State Roundup: Exchange Details; N.Y. Same-Sex Lawsuit
A selection of health policy stories from New York, California, Arizona and Florida, among others.
The Associated Press/ABC News: Budget Turnarounds: Some States Socking Cash Away
States starting to turn the corner on their Great Recession budget woes are taking the cautious approach, socking away millions of dollars in rainy day funds rather than restoring spending for education, health care and social services. At least 21 states, including Arizona, Michigan and Ohio, are putting parts of their surpluses into reserves. ... They also cite still-tepid economic growth, potential costs that could flow to the states under the federal health care overhaul's Medicaid expansion and the possibility that federal deficit-reduction efforts will force states to shoulder more costs (Davenport, 6/19).
California Healthline: Details Of Exchange Begin To Emerge
California Health Benefit Exchange Board members yesterday heard presentations on a number of topics including stakeholder opinions on qualified health plans, potential exchange users' opinions on what they need from the exchange and possibilities for creating call centers. All of those discussions seemed to lead to the same two things: cost and service (Gorn, 6/20).
Related, earlier KHN story: California Bullish On Health Exchange—No Matter What (Bartolone, 6/15)
The Associated Press: NY Marriage Act Lawsuit Seeks Health Care Benefits
A New York hospital worker and her spouse have filed a lawsuit saying spousal health benefits were denied to the same-sex couple (6/20).
The New York Times: Employee Sues For Benefits To Cover Same-Sex Spouse
Since same-sex marriage became legal in New York last July, most companies in the state have extended spousal health benefits to same-sex couples. But self-insured employers, which include St. Joseph’s [hospital] and other large institutions, are primarily governed by federal, not state regulations. As a result, they may deny health coverage to same-sex couples under the federal Defense of Marriage Act (Otterman, 6/19).

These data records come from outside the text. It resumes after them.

PR #3746, opened 2026-06-01
Keep stream unchanged when ->ZNE rotation fails (fixes #2692)

### LINKED ISSUE #2692: Failed rotation modifies stream inplace
Obspy version: 1.2.2 (installed from source)
Python version: 3.7.7
OS: Ubuntu 18.04

When a rotation failes between lines 3492 and 3527 of stream.py (see below), all traces corresponding to the failed rotation are removed from the original stream. This can be problematic, e.g. when trying to output debug information about a stream with failed rotation. I'd suggest modifing the rotation function to keep the original stream unchanged unless the rotation succeeds.

 https://github.com/obspy/obspy/blob/88687a146a7c3ca8f35c608db2243cf5fed6813c/obspy/core/stream.py#L3492-L3527

Code to reproduce issue:
```
import obspy

client = Client('IRIS')
inv = client.get_stations(net='IU', station='TEIG', location='10', channel='HH*', level='response')

stream = obspy.read('inplace_modification.mseed')
print(f'Stream length before: {len(stream)}')

try:
    stream.rotate('->ZNE', inventory=inv)
except ValueError:
    print('Rotation failed')

print(f'Stream length after: {len(stream)}')
```
Files: 
[inplace_modification.mseed.zip](https://github.com/obspy/obspy/files/5007899/inplace_modification.mseed.zip)

Output:
```
Stream length before: 3
Rotation failed
Stream length after: 0
```

gaoflow:
## What

Fixes #2692.

`Stream.rotate(method="->ZNE", inventory=...)` modifies the stream in place *before* the rotation can fail. In `_rotate_specific_channels_to_zne()` the original traces are removed from the stream (and `_trim_common_channels()` trims them in place) up front, but the metadata lookup (`metadata_getter`) and `rotate2zne()` happen afterwards. If any of those fails — most commonly because the inventory has no orientation metadata for one of the channels — the traces have already been removed/trimmed, leaving the stream **corrupted or completely empty**.

### Reproduce

```python
import numpy as np
from obspy import Trace, Stream, UTCDateTime
from obspy.core.inventory import Inventory

st = Stream([Trace(np.arange(100.), header={
    'network': 'BW', 'station': 'FFB1', 'location': '',
    'channel': 'HH' + c, 'sampling_rate': 100.0,
    'starttime': UTCDateTime(0)}) for c in '12Z'])

inv = Inventory(networks=[], source='test')  # no metadata -> rotation fails
try:
    st.rotate('->ZNE', inventory=inv)
except Exception:
    pass
print(len(st))   # master: 0  (stream wiped!)  -> expected: 3
```

## Fix

Do all of the work (trim, sort, metadata lookup, rotation) on a **copy**, and only commit the result back to the stream — removing the original traces and appending the rotated ones — once the rotation has fully succeeded.

## Backwards compatibility

The successful path is unchanged: verified against the existing `->ZNE` test data (`ffbx_unrotated_gaps.mseed` + `ffbx.stationxml`), which still rotates BH1/BH2/BHZ and HH1/HH2/HHZ (with gaps) to ZNE exactly as before. All existing rotation tests pass (`test_stream.py` + `test_rotate.py`).

## Tests

Added `test_rotate_to_zne_failure_keeps_stream_unchanged`, which asserts the stream is intact after a failed rotation. It fails on `master` (stream becomes empty) and passes with the fix. flake8 clean; CHANGELOG updated.

### DIFF
--- a/CHANGELOG.txt
+++ b/CHANGELOG.txt
@@ -2,7 +2,11 @@ master
 ======
 
 Changes:
- - ...
+ - obspy.core:
+   * Stream.rotate(method="->ZNE", ...) no longer modifies the stream in place
+     when the rotation fails (e.g. because orientation metadata is missing from
+     the inventory); the original traces are now kept until the rotation has
+     fully succeeded (see #2692)
 
 maintenance_1.5.x
 =================
--- a/obspy/core/stream.py
+++ b/obspy/core/stream.py
@@ -3606,9 +3606,12 @@ seismometer_correction_simulation.html#using-a-resp-file>`_.
         st = self.select(network=network, station=station, location=location)
         st = (st.select(channel=channels[0]) + st.select(channel=channels[1]) +
               st.select(channel=channels[2]))
-        # remove the original unrotated traces from the stream
-        for tr in st.traces:
-            self.remove(tr)
+        # Remember the original traces but do not modify the stream yet: a
+        # failing rotation must leave the input stream unchanged (see #2692).
+        # All work is therefore done on a copy and only committed back to the
+        # stream once the rotation has fully succeeded.
+        original_traces = list(st.traces)
+        st = st.copy()
         # cut data so that we end up with a set of matching pieces for the tree
         # components (i.e. cut away any parts where one of the three components
         # has no data)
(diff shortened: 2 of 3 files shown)


binggao1230:

PR #734, opened 2025-11-05
Add BAZELISK_BASE_URL regression test

jwnimmer-tri:
This is a test for ea3fa7db (#722), to confirm that go and py code agree on what the environment variable does.

The recently-changed python semantics were already what go was doing, so the fix is good, just lacked a test.  FYI @chrisirhc @fweikert.


myasinmdugsiye (commented):
[emostore_i.c](https://github.com/user-attachments/files/24413454/emostore_i.c)

Issue #512, opened 2023-10-27
Bazelisk run doesn't propagate signals to the child process


jschaf:
### Reproduction

The situation to reproduce is a bit complex:

1. I have Go binary at `//erp/dev`.
2. `//erp/dev` runs other processes via bazelisk run, notably a Go-wrapper around Postgres.

The resulting process tree:

```sh
bazelisk run //erp/dev 
  # Starts a Go binary
  # The Go binary in turn calls the Go-wrapper for Postgres
  bazelisk run //db/go_postgres
    # go_postgres is a Go binary that calls the Postgres binary
    postgres
```

The problem is that if `//erp/dev` sends SIGINT directly to the `//db/go_postgres` using the Go stdlib `exec.Cmd`, bazelisk run swallows the signal.

However, if I type ctrl-c at the terminal, Postgres receives the signal. I think this is because the shell wires up the process attributes differently from Go (maybe https://stackoverflow.com/a/35435038/30900?)

### Context

As for why `bazelisk run` has this behavior:

Previously, when running `bazelisk run` under a shell, typing ctrl-c would send SIGINT twice to the child process. I think that's the same behavior I saw--processes started with Go propagate signals differently from processes started by the shell. 

https://github.com/bazelbuild/bazelisk/issues/307 noted the issue and recommended ignoring SIGINT. The resulting PR https://github.com/bazelbuild/bazelisk/pull/322 fixed the issue by ignoring SIGINT but has a few related problems

The relevant bazelisk code:
https://github.com/bazelbuild/bazelisk/blob/89e6693df1e9a9d49fe95f2814d7139d258a2f2c/core/core.go#L579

Arizona Republic: Arizona Midwives Want Regulations Overhauled
Arizona midwives, their clients and officials want to overhaul regulations and update best practices for the state's licensed midwives. Right now, Arizona women who have had a Caesarean section or are expecting twins can't give birth at home with a midwife. And women hoping to become licensed midwives must first plod through a years-long state process of training and testing (Rau, 6/19).
Modern Healthcare: Calif. Hospital Awarded Nearly $21 Million In Dispute With Sutter
An arbitrator has awarded the publicly owned Marin General Hospital in Greenbrae, Calif., a net award of $20.9 million after sorting through a blizzard of post-breakup litigation with the hospital's former parent system, Sutter Health (Carlson, 6/19).
Health News Florida: UM Wins $4M Innovation Award
University of Miami and six collaborators have won a $4.1-million, three-year Health Care Innovation Award to improve care to children with chronic illnesses, the Department of Health and Human Services announced. UM and other winning projects aim to do three difficult things simultaneously: improve the quality of care, cut costs and train a new cadre of health-care workers (6/19).